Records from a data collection
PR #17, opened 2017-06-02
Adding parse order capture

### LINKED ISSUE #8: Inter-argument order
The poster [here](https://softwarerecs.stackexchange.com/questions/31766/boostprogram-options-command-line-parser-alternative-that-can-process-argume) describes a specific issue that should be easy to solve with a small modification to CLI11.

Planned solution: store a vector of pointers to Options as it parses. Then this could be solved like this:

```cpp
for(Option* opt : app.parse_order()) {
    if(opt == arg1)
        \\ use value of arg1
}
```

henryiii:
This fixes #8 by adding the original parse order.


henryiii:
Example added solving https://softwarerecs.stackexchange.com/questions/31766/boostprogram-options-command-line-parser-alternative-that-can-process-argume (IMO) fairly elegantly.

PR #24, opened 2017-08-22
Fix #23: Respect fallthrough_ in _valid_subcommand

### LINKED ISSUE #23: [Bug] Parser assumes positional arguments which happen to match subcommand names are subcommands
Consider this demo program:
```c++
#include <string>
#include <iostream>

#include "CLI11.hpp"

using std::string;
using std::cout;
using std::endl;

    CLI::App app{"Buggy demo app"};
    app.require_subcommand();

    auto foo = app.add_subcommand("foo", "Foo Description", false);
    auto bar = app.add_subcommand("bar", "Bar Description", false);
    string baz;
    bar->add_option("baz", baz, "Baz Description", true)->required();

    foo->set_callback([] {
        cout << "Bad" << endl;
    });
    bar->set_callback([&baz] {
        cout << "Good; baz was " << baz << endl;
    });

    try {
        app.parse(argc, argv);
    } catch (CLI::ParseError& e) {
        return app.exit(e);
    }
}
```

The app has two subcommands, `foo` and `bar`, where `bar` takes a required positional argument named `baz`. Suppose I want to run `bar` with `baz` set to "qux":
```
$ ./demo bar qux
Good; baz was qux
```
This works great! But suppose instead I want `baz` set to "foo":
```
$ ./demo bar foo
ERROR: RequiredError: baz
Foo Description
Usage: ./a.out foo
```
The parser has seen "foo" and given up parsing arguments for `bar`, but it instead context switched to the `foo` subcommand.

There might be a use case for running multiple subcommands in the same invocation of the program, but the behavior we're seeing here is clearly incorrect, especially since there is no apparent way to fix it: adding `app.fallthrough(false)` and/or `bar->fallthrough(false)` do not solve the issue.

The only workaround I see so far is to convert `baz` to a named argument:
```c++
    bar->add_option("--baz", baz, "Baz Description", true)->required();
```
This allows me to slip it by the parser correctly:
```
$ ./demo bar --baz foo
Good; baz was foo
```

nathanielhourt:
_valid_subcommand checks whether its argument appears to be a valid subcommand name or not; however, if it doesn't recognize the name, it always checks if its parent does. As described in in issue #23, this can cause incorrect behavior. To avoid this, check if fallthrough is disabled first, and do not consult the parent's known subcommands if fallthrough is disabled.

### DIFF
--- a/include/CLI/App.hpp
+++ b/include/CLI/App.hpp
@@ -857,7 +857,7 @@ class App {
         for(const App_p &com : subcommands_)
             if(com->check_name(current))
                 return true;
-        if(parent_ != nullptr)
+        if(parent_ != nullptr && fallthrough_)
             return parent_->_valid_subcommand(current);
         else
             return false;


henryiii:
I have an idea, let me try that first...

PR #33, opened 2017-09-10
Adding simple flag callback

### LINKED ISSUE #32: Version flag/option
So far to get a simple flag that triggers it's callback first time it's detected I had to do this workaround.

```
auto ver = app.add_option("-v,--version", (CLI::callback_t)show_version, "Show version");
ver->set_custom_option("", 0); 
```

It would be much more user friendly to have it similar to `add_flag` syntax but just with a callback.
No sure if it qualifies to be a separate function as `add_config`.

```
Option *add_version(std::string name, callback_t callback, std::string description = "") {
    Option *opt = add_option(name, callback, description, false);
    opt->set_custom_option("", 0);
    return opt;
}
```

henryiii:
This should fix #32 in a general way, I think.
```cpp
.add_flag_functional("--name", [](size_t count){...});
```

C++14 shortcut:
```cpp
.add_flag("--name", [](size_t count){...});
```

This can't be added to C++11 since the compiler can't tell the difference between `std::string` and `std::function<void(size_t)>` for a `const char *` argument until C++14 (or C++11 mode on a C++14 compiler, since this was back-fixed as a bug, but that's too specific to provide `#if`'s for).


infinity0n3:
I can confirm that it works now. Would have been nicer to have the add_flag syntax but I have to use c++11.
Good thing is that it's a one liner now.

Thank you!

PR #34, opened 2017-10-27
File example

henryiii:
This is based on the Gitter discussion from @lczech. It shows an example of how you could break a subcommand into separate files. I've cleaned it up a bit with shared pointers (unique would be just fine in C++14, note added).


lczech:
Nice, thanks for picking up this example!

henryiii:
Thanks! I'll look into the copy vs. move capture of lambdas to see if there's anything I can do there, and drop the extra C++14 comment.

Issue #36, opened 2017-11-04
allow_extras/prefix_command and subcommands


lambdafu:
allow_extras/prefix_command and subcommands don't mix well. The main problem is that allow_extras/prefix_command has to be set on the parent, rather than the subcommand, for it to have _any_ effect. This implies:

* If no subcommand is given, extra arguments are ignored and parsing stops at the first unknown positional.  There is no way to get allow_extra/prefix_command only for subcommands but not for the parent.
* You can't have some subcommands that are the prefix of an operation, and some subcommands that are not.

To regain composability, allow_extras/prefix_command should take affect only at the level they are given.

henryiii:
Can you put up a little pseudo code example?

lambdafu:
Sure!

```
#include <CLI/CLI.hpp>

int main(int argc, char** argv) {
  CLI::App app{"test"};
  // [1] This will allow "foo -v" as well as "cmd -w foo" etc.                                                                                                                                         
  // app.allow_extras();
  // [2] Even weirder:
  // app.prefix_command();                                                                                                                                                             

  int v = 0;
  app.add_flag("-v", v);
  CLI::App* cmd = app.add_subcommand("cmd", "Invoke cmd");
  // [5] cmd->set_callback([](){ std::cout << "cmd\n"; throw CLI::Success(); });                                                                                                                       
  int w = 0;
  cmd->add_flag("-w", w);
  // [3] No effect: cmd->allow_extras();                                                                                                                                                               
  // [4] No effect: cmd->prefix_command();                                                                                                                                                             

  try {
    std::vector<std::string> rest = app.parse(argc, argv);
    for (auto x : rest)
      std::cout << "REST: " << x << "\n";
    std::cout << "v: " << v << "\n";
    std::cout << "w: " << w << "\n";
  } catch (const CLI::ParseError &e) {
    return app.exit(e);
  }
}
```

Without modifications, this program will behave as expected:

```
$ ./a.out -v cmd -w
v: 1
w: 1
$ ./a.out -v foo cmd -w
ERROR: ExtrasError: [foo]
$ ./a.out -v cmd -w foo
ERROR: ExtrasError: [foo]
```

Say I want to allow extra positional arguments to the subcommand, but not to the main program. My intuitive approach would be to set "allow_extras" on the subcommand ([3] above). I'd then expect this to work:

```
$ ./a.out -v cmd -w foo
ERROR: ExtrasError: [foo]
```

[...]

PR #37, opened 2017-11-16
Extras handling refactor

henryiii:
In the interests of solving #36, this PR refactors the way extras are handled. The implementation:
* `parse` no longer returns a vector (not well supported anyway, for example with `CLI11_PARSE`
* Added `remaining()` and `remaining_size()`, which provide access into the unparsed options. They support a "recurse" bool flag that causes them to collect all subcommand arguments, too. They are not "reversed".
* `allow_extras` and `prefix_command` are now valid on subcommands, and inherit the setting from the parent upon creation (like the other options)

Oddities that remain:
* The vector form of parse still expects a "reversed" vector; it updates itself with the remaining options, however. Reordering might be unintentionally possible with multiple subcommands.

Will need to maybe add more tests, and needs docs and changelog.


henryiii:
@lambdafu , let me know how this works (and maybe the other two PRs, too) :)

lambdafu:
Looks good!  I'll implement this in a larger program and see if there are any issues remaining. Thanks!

## Task instructions
Only lines with the word "cout" count here; copy every one from the records.

## Solution to this exercise
using std::cout;
        cout << "Bad" << endl;
        cout << "Good; baz was " << baz << endl;
  // [5] cmd->set_callback([](){ std::cout << "cmd\n"; throw CLI::Success(); });                                                                                                                       
      std::cout << "REST: " << x << "\n";
    std::cout << "v: " << v << "\n";
    std::cout << "w: " << w << "\n";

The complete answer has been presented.